Furthermore, git-rev-list(1) and other commands do not let the caller
distinguish easily between an actually missing reference and a generic
error.
Taken together, this seems like sufficient motivation to introduce a
separate plumbing command to explicitly check for the existence of a
reference without trying to resolve its contents.
This new command comes in the form of `git show-ref --exists`. This
new mode will exit successfully when the reference exists, with a
specific exit code of 2 when it does not exist, or with 1 when there
has been a generic error.
Note that the only way to properly implement this command is by using
the internal `refs_read_raw_ref()` function. While the public function
`refs_resolve_ref_unsafe()` can be made to behave in the same way by
passing various flags, it does not provide any way to obtain the errno
with which the reference backend failed when reading the reference. As
such, it becomes impossible for us to distinguish generic errors from
the explicit case where the reference wasn't found.
Signed-off-by: Patrick Steinhardt <ps@pks.im>
Signed-off-by: Junio C Hamano <gitster@pobox.com>
The synopsis treats the `--verify` and the implicit mode the same. They
are slightly different though:
- They accept different sets of flags.
- The implicit mode accepts patterns while the `--verify` mode
accepts references.
Split up the synopsis for these two modes such that we can disambiguate
those differences.
While at it, drop "--quiet" from the pattern mode's synopsis. It does
not make a lot of sense to list patterns, but squelch the listing output
itself. The description for "--quiet" is adapted accordingly.
Signed-off-by: Patrick Steinhardt <ps@pks.im>
Signed-off-by: Junio C Hamano <gitster@pobox.com>
The git-show-ref(1) command has three different modes, of which one is
implicit and the other two can be chosen explicitly by passing a flag.
But while these modes are standalone and cause us to execute completely
separate code paths, we gladly accept the case where a user asks for
both `--exclude-existing` and `--verify` at the same time even though it
is not obvious what will happen. Spoiler: we ignore `--verify` and
execute the `--exclude-existing` mode.
Let's explicitly detect this invalid usage and die in case both modes
were requested.
Signed-off-by: Patrick Steinhardt <ps@pks.im>
Signed-off-by: Junio C Hamano <gitster@pobox.com>
The patterns subcommand is the last command that still uses global
variables to track its options. Convert it to use a structure instead
with the same motivation as preceding commits.
Signed-off-by: Patrick Steinhardt <ps@pks.im>
Signed-off-by: Junio C Hamano <gitster@pobox.com>
The `show_one()` function implicitly receives a bunch of options which
are tracked via global variables. This makes it hard to see which
subcommands of git-show-ref(1) actually make use of these options.

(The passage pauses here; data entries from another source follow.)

PR #5109, opened 2026-07-08
Do not re-apply unchanged options to a used PyOpenSSL context (#5107)

### LINKED ISSUE #5107: ValueError when reusing an ssl_context with PyOpenSSL backend
### Subject

When `urllib3.contrib.pyopenssl.inject_into_urllib3()` is used and a custom `ssl_context` is provided to `HTTPSConnectionPool`, creating a second connection from the pool raises:

```
ValueError: Context has already been used to create a Connection, it cannot be mutated again
```

This occurs because the context is unconditonally changed for every new connection established in the pool.

https://github.com/urllib3/urllib3/blob/4e5ce638723118dc41f218cd6715f91a9f321908/src/urllib3/connection.py#L987

And in recent pyOpenSSL release (26.2.0+), however, modifying a `PyOpenSSLContext` after it has already spawned a connection is prohibited on the OpenSSL wrapper level (https://github.com/pyca/pyopenssl/pull/1429).

Is there a recommended approach or potential fix within urllib3 to address this compatibility issue?

The same code (below) runs fine without PyOpenSSL injection.

### Environment

OS macOS/Linux
Python 3.11/3.12/3.13
OpenSSL 3.6.2 7 Apr 2026
urllib3 2.7.0

### Steps to Reproduce

- Set up a fresh virtual environment and install the following packages:
```
pip install pyopenssl==26.2.0 urllib3 certifi idna
```

- Run the script below
```python
import ssl
import platform
import urllib3
import certifi


print(ssl.OPENSSL_VERSION)


# 1. Enable PyOpenSSL backend

# 2. Create a shared SSLContext
ssl_context = urllib3.util.create_urllib3_context()
pool = urllib3.HTTPSConnectionPool(
    "storage.googleapis.com",
    ssl_context=ssl_context,
    maxsize=1,
    cert_reqs="CERT_REQUIRED",
    ca_certs=certifi.where()
)

# 3. First request (creates Connection #1 on ssl_context)
r1 = pool.request("GET", "/", headers={"Connection": "close"})

# 4. Second request (creates Connection #2 on ssl_context)
r2 = pool.request("GET", "/")
print("pyOpenSSL version:", urllib3.contrib.pyopenssl.OpenSSL.__version__)
print("Request 1 status:", r1.status)
print("Request 2 status:", r2.status)
```

### Expected Behavior
Status code 400 is expected here since we are using a dummy url.
```
Request 1 status: 400
Request 2 status: 400
```

### Actual Behavior

```
  File "./test.py", line 31, in <module>
    r2 = pool.request("GET", "/")
         ^^^^^^^^^^^^^^^^^^^^^^^^
  File "./venv/lib/python3.12/site-packages/urllib3/_request_methods.py", line 135, in request
           ^^^^^^^^^^^^^^^^^^^^^^^^
  File "./venv/lib/python3.12/site-packages/urllib3/_request_methods.py", line 182, in request_encode_url
           ^^^^^^^^^^^^^^^^^^^^^^^^^^^^^^^^^^^^^
  File "./venv/lib/python3.12/site-packages/urllib3/connectionpool.py", line 788, in urlopen
    response = self._make_request(
               ^^^^^^^^^^^^^^^^^^^
  File "./venv/lib/python3.12/site-packages/urllib3/connectionpool.py", line 464, in _make_request
    self._validate_conn(conn)
  File "./venv/lib/python3.12/site-packages/urllib3/connectionpool.py", line 1106, in _validate_conn
    conn.connect()
  File "./venv/lib/python3.12/site-packages/urllib3/connection.py", line 796, in connect
    sock_and_verified = _ssl_wrap_socket_and_match_hostname(
                        ^^^^^^^^^^^^^^^^^^^^^^^^^^^^^^^^^^^^
  File "./venv/lib/python3.12/site-packages/urllib3/connection.py", line 937, in _ssl_wrap_socket_and_match_hostname
    ^^^^^^^^^^^^^^^^^^^
  File "./venv/lib/python3.12/site-packages/urllib3/contrib/pyopenssl.py", line 452, in verify_mode
    self._ctx.set_verify(_stdlib_to_openssl_verify[value], _verify_callback)
  File "./venv/lib/python3.12/site-packages/OpenSSL/SSL.py", line 869, in inner
    raise ValueError(
ValueError: Context has already been used to create a Connection, it cannot be mutated again
```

Introduce a `show_one_options` structure that gets passed down to this
function. This allows us to get rid of more global state and makes it
more explicit which subcommands use those options.
Signed-off-by: Patrick Steinhardt <ps@pks.im>
Signed-off-by: Junio C Hamano <gitster@pobox.com>
When passing patterns to git-show-ref(1) we're checking whether any
reference matches -- if none do, we indicate this condition via an
unsuccessful exit code.
We're using a global variable to count these matches, which is required
because the counter is getting incremented in a callback function. But
now that we have the `struct show_ref_data` in place, we can get rid of
the global variable and put the counter in there instead.
Signed-off-by: Patrick Steinhardt <ps@pks.im>
Signed-off-by: Junio C Hamano <gitster@pobox.com>
It's not immediately obvious options which options are applicable to
what subcommand in git-show-ref(1) because all options exist as global
state. This can easily cause confusion for the reader.
Refactor options for the `--exclude-existing` subcommand to be contained
in a separate structure. This structure is stored on the stack and
passed down as required. Consequently, it clearly delimits the scope of
those options and requires the reader to worry less about global state.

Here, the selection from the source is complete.